Records from a collection:
PR #873, opened 2020-06-12
Fix Travis CI

HappyViki:
This PR is successful if Travis passes. This shouldn't actually get merged though.


HappyViki:
Changes:
- updated root and docs
- fixed all eslint errors

Very helpful to me:
https://itnext.io/fixing-security-vulnerabilities-in-npm-dependencies-in-less-than-3-mins-a53af735261d

src/components/DateRangePicker/DefaultRanges.js
```diff
@@ -28,27 +34,25 @@ class DefaultRanges extends React.Component {
...
-                handleDefaultRangeSelection(range);
-                this.setState({ selectedOption: index });
+                handleDefaultRangeSelection(range)
+                this.setState({ selectedOption: index })
               }}
             >
               <div>
                 <Icon
                   size={20}
-                  style={{ ...styles.rangeOptionIcon,
```
DrewWarrenTIY, line 38: As far as I can tell, removing the `rangeOptionIcon` style rules is the only actualy change in this PR. Is that right?

DrewWarrenTIY: Everything else seems to be the package updates for the CI warnings or prettier changes to formatting.

HappyViki: No, there are changes in other files too. I just forgot to not save with Prettier again.

HappyViki: There, go rid of Prettier formatting.

HappyViki:
> This shouldn't actually get merged though.

It should now. I wrote that when I was frustrated with my donut pr and wasn't sure if I was going to eventually merge this.

src/components/DateRangePicker/DefaultRanges.js
DrewWarrenTIY: Was it intentional to get rid of the `rangeOptionIcon` style rules?

DrewWarrenTIY: Answered in Slack - variable was undeclared.

DrewWarrenTIY:
:shipit:

src/components/DateRangePicker/DefaultRanges.js
HappyViki: We discussed in private, and it's all just updating code. Should work the same in production.

src/components/Tabs.js
```diff
@@ -22,8 +22,8 @@ const TabsFactory = ({ type = 'standard', ...props }) => {
   );
 };
 
-TabsFactory.propTypes = Object.assign({
-  type: PropTypes.oneOf(Object.keys(TabsTypes))
-}, Tabbable.PropTypes);
```
sambev, line 27: I don't think you need to do this conversion and I also don't think this is correct. Before we were merging one object into another:
```
Object.assign({type: ....}, Tabble.PropTypes)
```
Now you are flattening one object an array that is a property on an object.
```
{ type: PropTypes.oneOf([..., ...Tabable.PropTypes])}
```

PR #874, opened 2020-06-16
Fix structure of propTypes of TabsFactory

HappyViki:
This PR fixes the code that made docs crash. `propTypes` was refactored incorrectly.


DrewWarrenTIY:
:shipit:

PR #876, opened 2020-06-30
Revert Package Versions

HappyViki:
`Moment` broke after this merge: https://github.com/mxenabled/mx-react-components/pull/873

I'm reverting as much as possible, and only updating packages that need to be updated.


HappyViki:
@sambev Should we use older versions of `minimist` for for some dependancies?
https://www.npmjs.com/advisories/1179

PR #3112, opened 2019-04-22
Added Trident of Deep Ocean to Item Statistics

Zeboot:
Added the Tank polearm "Trident of Deep Ocean" (chance to proc an absorption shield that, upon expiration, grants a stack of primary stat, up to 3 stacks)

Example Log: https://www.warcraftlogs.com/reports/6xHLtAFW4yC73mRD/#fight=28&source=2

Basic Box:
image

Tooltip:
image


src/parser/shared/modules/items/bfa/raids/crucibleofstorms/TridentOfDeepOcean.js
```diff
@@ -0,0 +1,192 @@
...
+    }, {});
+
+    Object.values(buffStacks).forEach((stackChain) => {
+      stackChain.forEach((stack) => {
+        const stackSize = stack.stacks;
+        const stackStart = stack.timestamp;
+        if (cleanStacks[lastHandledStack]) {
+          const previousStack = cleanStacks[lastHandledStack];
+          const lastOccurrence = previousStack[previousStack.length - 1];
+          if (this.isBuggedStackChange(lastOccurrence.start, stackStart)){
```
emallson: what exactly does "bugged" mean here? Looking at the definition of `isBuggedStackChange` it appears you're looking for stack changes that within a 100ms window? A comment explaining what this condition is would be useful

src/parser/shared/modules/items/bfa/raids/crucibleofstorms/TridentOfDeepOcean.js
```diff
@@ -0,0 +1,192 @@
...
+    const buffStacks = this.selectedCombatant.getBuffHistory(SPELLS.CUSTODY_OF_THE_DEEP_BUFF.id).reduce((obj, buff) => {
+      obj[buff.start] = buff.stackHistory;
+      return obj;
+    }, {});
+
+    Object.values(buffStacks).forEach((stackChain) => {
+      stackChain.forEach((stack) => {
+        const stackSize = stack.stacks;
+        const stackStart = stack.timestamp;
+        if (cleanStacks[lastHandledStack]) {
```
emallson: I believe the preferred form of key-check here is `if(cleanStacks[lastHandledStack] !== undefined)` to avoid the implicit "falsey" check that JS does.

src/parser/shared/modules/items/bfa/raids/crucibleofstorms/TridentOfDeepOcean.js
Zeboot: I actually ended up using the stack tracking code from the Navigation enchant analyzer, since I looked there to see how multiple stack average uptime had been done previously. In my opinion this could use either being moved into a separate module so that it can be reused more freely or manually rewritten using the event listeners (buffapply, refresh, etc). Let me know if you want me to do either of these things.

Other than that, I believe it is just checking that the same buff didnt register as changing in too short of a delay, as this wouldn't be realistic / bugged.

emallson: 👍 i will add an issue for it and approve the PR

PR #3115, opened 2019-04-24
[Outlaw] Abilities, Buffs, and Spells updates

Coywolf:
This is a few general changes to the spec. I added a couple of missing spells that were causing the Combo Point Usage and Energy Usage tabs to error. Did a pass on the abilities module to tweak/add some basic recommendations, and added a buffs module, basing it on other specs. Added a contributors entry for myself.

(Split 1 of 5 from my original: https://github.com/WoWAnalyzer/WoWAnalyzer/pull/3113)

### DIFF
--- a/src/parser/rogue/outlaw/modules/Abilities.js
+++ b/src/parser/rogue/outlaw/modules/Abilities.js
@@ -68,6 +68,21 @@ class Abilities extends CoreAbilities {
         },
         enabled: combatant.hasTalent(SPELLS.GHOSTLY_STRIKE_TALENT.id),
       },
+      {
+        spell: SPELLS.BETWEEN_THE_EYES,
+        category: Abilities.SPELL_CATEGORIES.ROTATIONAL,
+        cooldown: 30,
+        gcd: {
+          static: standardGcd,
+        },
+      },
+      {
+        spell: SPELLS.PISTOL_SHOT,
+        category: Abilities.SPELL_CATEGORIES.ROTATIONAL,
+        gcd: {
+          static: standardGcd,
+        },
+      },
       // Rotational (AOE)
       {
         spell: SPELLS.BLADE_FLURRY,
@@ -88,15 +103,6 @@ class Abilities extends CoreAbilities {
         },
         castEfficiency: {
           suggestion: true,
-        },
-      },
-      {
-        spell: SPELLS.VANISH,
-        category: Abilities.SPELL_CATEGORIES.UTILITY,
-        cooldown: 120,
-        gcd: null,
-        castEfficiency: {
-          suggestion: false,
         },
       },
       {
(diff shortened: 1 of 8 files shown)


src/parser/rogue/outlaw/modules/Abilities.js
```diff
@@ -120,6 +135,7 @@ class Abilities extends CoreAbilities {
         },
         castEfficiency: {
           suggestion: true,
+          extraSuggestion: <>In most cases this should be considered part of your rotation, only below <SpellLink id={SPELLS.ROLL_THE_BONES.id} icon /> on priority. However you should delay using it to line it up with <SpellLink id={SPELLS.BLADE_FLURRY.id} icon /> when there is more than one target.</>,
```
TsaboTavok: In my opinion, the first part is over the top. Its enough to write `Only delay XXX for AoE scenarios`. 
Not insisting on it tho

src/parser/rogue/outlaw/modules/core/ComboPoints.js
```diff
@@ -39,10 +39,10 @@ class ComboPoints extends Analyzer {
...
     resourceSuggest(when, this.comboPointTracker, {
-      spell: SPELLS.PISTOL_SHOT, // 1 CP
+      spell: SPELLS.PISTOL_SHOT, // 1 CP, 2 with proc and Quick Draw
       minor: 0,
-      avg: 0.1,
-      major: 0.2,
+      avg: 0.05,
+      major: 0.1,
       // TODO: Beta logs incorrectly add bonus CP from an extra Sinister Strike to Pistol shot. 
       // Want to see if its fixed in PrePatch or can be fixed on WCL side before creating workaround.
```
TsaboTavok: I am amusing you tighten the suggestions because this "bug" is resolved? Would be nice to remove the comment if its no longer relevant.

src/parser/rogue/outlaw/modules/Abilities.js
```diff
@@ -65,9 +69,26 @@ class Abilities extends CoreAbilities {
         },
         castEfficiency: {
           suggestion: true,
+          recommendedEfficiency: 0.95,
+          extraSuggestion: 'The only time you should delay casting this is to avoid over-capping Combo Points.',
```
TsaboTavok: Not technically correct, sometimes needs to be saved for burst windows.
This is why I prefer to not be super prescriptive with suggestions, setting ` recommendedEfficiency: 0.95,` already implies it should never be delayed without a good reason.

src/parser/rogue/outlaw/modules/Abilities.js
Coywolf: That's a good idea, that's a much more succinct way of putting it

src/parser/rogue/outlaw/modules/core/ComboPoints.js
Coywolf: Yep fair, missed the comment. And yea, my logic was just to align it to other rotational abilities, comparing to SS here and the other specs

emallson:
@TsaboTavok have the recent changes addressed your comments sufficiently to merge?

TsaboTavok:
All good from me

PR #3116, opened 2019-04-24
[Outlaw] Energy and ComboPoint tracker updates

Coywolf:
Changes to account for energy max and regen from Adrenaline Rush and Buried Treasure.
Added a way to account for the missing CPs generated from the bonus hit of Sinister Strike

(Split 2 of 5 from my original: https://github.com/WoWAnalyzer/WoWAnalyzer/pull/3113/files)

### DIFF
--- a/src/parser/rogue/shared/resources/EnergyCapTracker.js
+++ b/src/parser/rogue/shared/resources/EnergyCapTracker.js
@@ -38,13 +38,8 @@ class EnergyCapTracker extends RegenResourceCapTracker {
   static exemptFromRefund = [
   ];
 
-  increasedBaseRegen(){
-    return 0;
-  }
-
   naturalRegenRate() {
     let regen = super.naturalRegenRate();
-    regen += this.increasedBaseRegen();
     if (this.selectedCombatant.hasTalent(SPELLS.VIGOR_TALENT.id)) {
       regen *= VIGOR_REGEN_MULTIPLIER;
     }
--- a/src/parser/rogue/shared/resources/EnergyCapTracker.js
+++ b/src/parser/rogue/shared/resources/EnergyCapTracker.js
@@ -11,10 +11,13 @@ import RegenResourceCapTracker from 'parser/shared/modules/RegenResourceCapTrack
 import SpellEnergyCost from './SpellEnergyCost';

### Directions for this task
Where a line above contains the word "files", copy that line.

### Answer section
HappyViki: No, there are changes in other files too. I just forgot to not save with Prettier again.
(diff shortened: 1 of 8 files shown)
(Split 2 of 5 from my original: https://github.com/WoWAnalyzer/WoWAnalyzer/pull/3113/files)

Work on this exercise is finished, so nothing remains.